• November 22, 2024
Oposisi DPR mempertanyakan darurat militer Mindanao di hadapan SC

Oposisi DPR mempertanyakan darurat militer Mindanao di hadapan SC

Ini adalah ringkasan yang dibuat oleh AI, yang mungkin memiliki kesalahan. Untuk konteksnya, selalu rujuk artikel selengkapnya.

Perwakilan Edcel Lagman mengatakan mereka berencana mempertanyakan dasar faktual dari pernyataan presiden, serta penolakan para pemimpin Kongres untuk bertemu dalam sesi gabungan.

MANILA, Filipina – Anggota oposisi DPR sedang mempertimbangkan untuk mempertanyakan dasar faktual Presiden Rodrigo Duterte dalam mengumumkan darurat militer di Mindanao di hadapan pengadilan tertinggi di negara tersebut.

Perwakilan Distrik 1 Albay Edcel Lagman mengatakan ada “kemungkinan yang sangat jelas” bahwa mereka akan mengajukan kasus ke Mahkamah Agung (SC) untuk membatalkan Proklamasi Duterte No. 216 untuk bertanya.

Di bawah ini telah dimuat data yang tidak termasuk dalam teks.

PR #3249, opened 2020-10-08
Fixes #18306: Create healthcheck API 

ElaadF:
https://issues.rudder.io/issues/18306

### DIFF
--- a/webapp/sources/rudder/rudder-core/src/main/scala/com/normation/rudder/services/healthcheck/HealthcheckService.scala
+++ b/webapp/sources/rudder/rudder-core/src/main/scala/com/normation/rudder/services/healthcheck/HealthcheckService.scala
@@ -1,0 +1,62 @@
+package com.normation.rudder.services.healthcheck
+
+import java.lang.Runtime.getRuntime
+
+import com.normation.errors.IOResult
+import com.normation.rudder.domain.logger.{HealthcheckLoggerPure => logger}
+import com.normation.rudder.services.healthcheck.HealthcheckResult.Critical
+import com.normation.rudder.services.healthcheck.HealthcheckResult.Warning
+import com.normation.rudder.services.healthcheck.HealthcheckResult.Ok
+import zio.UIO
+import zio.ZIO
+import zio.syntax.ToZio
+
+final case class CheckName(value: String)
+
+trait Check {
+  def name: CheckName
+  def run: IOResult[HealthcheckResult]
+}
+
+sealed trait HealthcheckResult { def msg:String }
+object HealthcheckResult {
+  final case class Ok(val msg: String) extends HealthcheckResult
+  final case class Warning(val msg: String) extends HealthcheckResult
+  final case class Critical(val msg: String) extends HealthcheckResult
+}
+
+class HealthcheckService(checks: List[Check]) {
+
+   def runAll: ZIO[Any, Nothing, List[HealthcheckResult]]  = ZIO.foreach(checks) { c =>
+     for {
+       res <- c.run.catchAll { err =>
+                HealthcheckResult.Critical(
+                  s"A fatal error was encountered when running check '${c.name.value}': ${err.fullMsg}"
+                ).succeed
+              }
+       _   <- logHealthcheck(c.name, res)
+     } yield res
+  }
+
+  private[this] def logHealthcheck(name: CheckName, check: HealthcheckResult): UIO[Unit] = {
+    val msg = s"${name.value}: ${check.msg}"
+    check match {
+      case _: Critical => logger.error(msg)
+      case _: Warning  => logger.warn(msg)
+      case _: Ok       => logger.debug(msg)
+    }
+  }
+}
+
+final object CheckCoreNumber extends Check {
+  def name: CheckName = CheckName("CPU Cores available")
+  def run: IOResult[HealthcheckResult] = for {
+    availableCores <- IOResult.effect(getRuntime.availableProcessors)
+  } yield {
+    availableCores match {
+      case i if i <= 0 => Critical("No Core available")
+      case 1 => Warning(s"Only one cores available")
+      case n => Ok(s"${n} cores available")
+    }
+  }
+}
--- a/webapp/sources/rudder/rudder-rest/src/main/scala/com/normation/rudder/rest/EndpointsDefinition.scala
+++ b/webapp/sources/rudder/rudder-rest/src/main/scala/com/normation/rudder/rest/EndpointsDefinition.scala
@@ -714,6 +714,19 @@ object UserApi extends ApiModuleProvider[UserApi] {
   def endpoints = ca.mrvisser.sealerate.values[UserApi].toList.sortBy( _.z )
 }
 
+sealed trait HealthcheckApi extends EndpointSchema with GeneralApi with SortIndex
+object HealthcheckApi extends ApiModuleProvider[HealthcheckApi] {
+
+  // This endpoint run all checks to return the result
+  final case object GetHealthcheckResult extends HealthcheckApi with ZeroParam with StartsAtVersion12 with SortIndex { val z = implicitly[Line].value
+    val description    = "Result of a health check run"
+    val (action, path) = GET / "healthcheck"
+  }
+
+  def endpoints = ca.mrvisser.sealerate.values[HealthcheckApi].toList.sortBy( _.z )
+
+}
+
 /*
  * All API.
  */
@@ -731,6 +744,7 @@ object AllApi {
     RuleApi.endpoints :::
     InventoryApi.endpoints :::
     InfoApi.endpoints :::
+    HealthcheckApi.endpoints :::
     // UserApi is not declared here, it will be contributed by plugin
     Nil
 }
--- a/webapp/sources/rudder/rudder-rest/src/main/scala/com/normation/rudder/rest/RestDataSerializer.scala
+++ b/webapp/sources/rudder/rudder-rest/src/main/scala/com/normation/rudder/rest/RestDataSerializer.scala
@@ -37,34 +37,38 @@
 
 package com.normation.rudder.rest
 
-import com.normation.rudder.domain.workflows._
-import net.liftweb.common._
-import com.normation.rudder.domain.policies._
-import net.liftweb.json._
 import com.normation.cfclerk.domain._
-import com.normation.rudder.services.modification.DiffService
 import com.normation.cfclerk.services.TechniqueRepository
-import com.normation.rudder.domain.nodes._
-import com.normation.rudder.domain.queries.Query
 import com.normation.inventory.domain.NodeId
-import com.normation.rudder.domain.parameters._
 import com.normation.inventory.domain._
-import com.normation.rudder.domain.servers.Srv
-import com.normation.rudder.rule.category.RuleCategory
-import com.normation.rudder.rule.category.RuleCategoryId
-import com.normation.rudder.repository.FullNodeGroupCategory
-import com.normation.rudder.repository.FullActiveTechnique
 import com.normation.rudder.api.ApiAccount
-import net.liftweb.json.JsonDSL._
-import com.normation.rudder.web.components.DateFormaterService
-import com.normation.rudder.rest.data._
-import com.normation.rudder.api.ApiAccountKind.{PublicApi => PublicApiAccount}
-import com.normation.rudder.api.ApiAccountKind.User
 import com.normation.rudder.api.ApiAccountKind.System
-import com.normation.rudder.api.ApiAuthorization.{None => NoAccess}
+import com.normation.rudder.api.ApiAccountKind.User
+import com.normation.rudder.api.ApiAccountKind.{PublicApi => PublicApiAccount}
+import com.normation.rudder.api.ApiAuthorization.ACL
 import com.normation.rudder.api.ApiAuthorization.RO
 import com.normation.rudder.api.ApiAuthorization.RW
-import com.normation.rudder.api.ApiAuthorization.ACL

“Ini adalah kemungkinan yang sangat jelas. Bukan hanya terkait penolakan pimpinan untuk bertemu dalam sidang gabungan, tapi juga atas dasar faktual darurat militer yang menurut Konstitusi merupakan yurisdiksi Mahkamah Agung,” kata Lagman.

Duterte mengumumkan darurat militer di Mindanao pada 23 Mei menyusul bentrokan antara pasukan pemerintah dan kelompok Maute di Kota Marawi, Lanao del Sur. (BACA: Anggota parlemen oposisi mengecam ‘otoritarianisme yang menjalar’ di bawah pemerintahan Duterte)

Konstitusi tahun 1987 mengizinkan presiden untuk mengumumkan darurat militer selama 60 hari. Kongres, dengan memberikan suara secara kolektif, mempunyai wewenang untuk mencabut atau memperpanjang darurat militer.

MA juga dapat meninjau deklarasi darurat militer setelah “prosedur yang sesuai yang diajukan oleh warga negara mana pun” untuk menentukan apakah dasar faktual dari proklamasi darurat militer sudah cukup atau penangguhan hak istimewa surat perintah habeas corpus.

Mahkamah Agung harus mengeluarkan keputusan 30 hari setelah permohonan diajukan.

Namun para pemimpin Kongres ke-17, yang sebagian besar merupakan sekutu Duterte, tidak ingin mengadakan sidang gabungan.

Baik Pemimpin Mayoritas Senat Vicente Sotto III maupun Pemimpin Mayoritas DPR Rodolfo Fariñas percaya bahwa Kongres tidak harus menyetujui deklarasi tersebut dan hanya boleh bersatu jika Kongres ingin mencabut atau memperpanjang darurat militer. (BACA: Kongres ‘tidak mungkin’ mencabut darurat militer di Mindanao)

DPR akan diberi pengarahan mengenai situasi di Mindanao oleh pejabat kabinet dan Gubernur Daerah Otonomi Muslim Mindanao Mujiv Hataman pada hari Rabu, 31 Mei.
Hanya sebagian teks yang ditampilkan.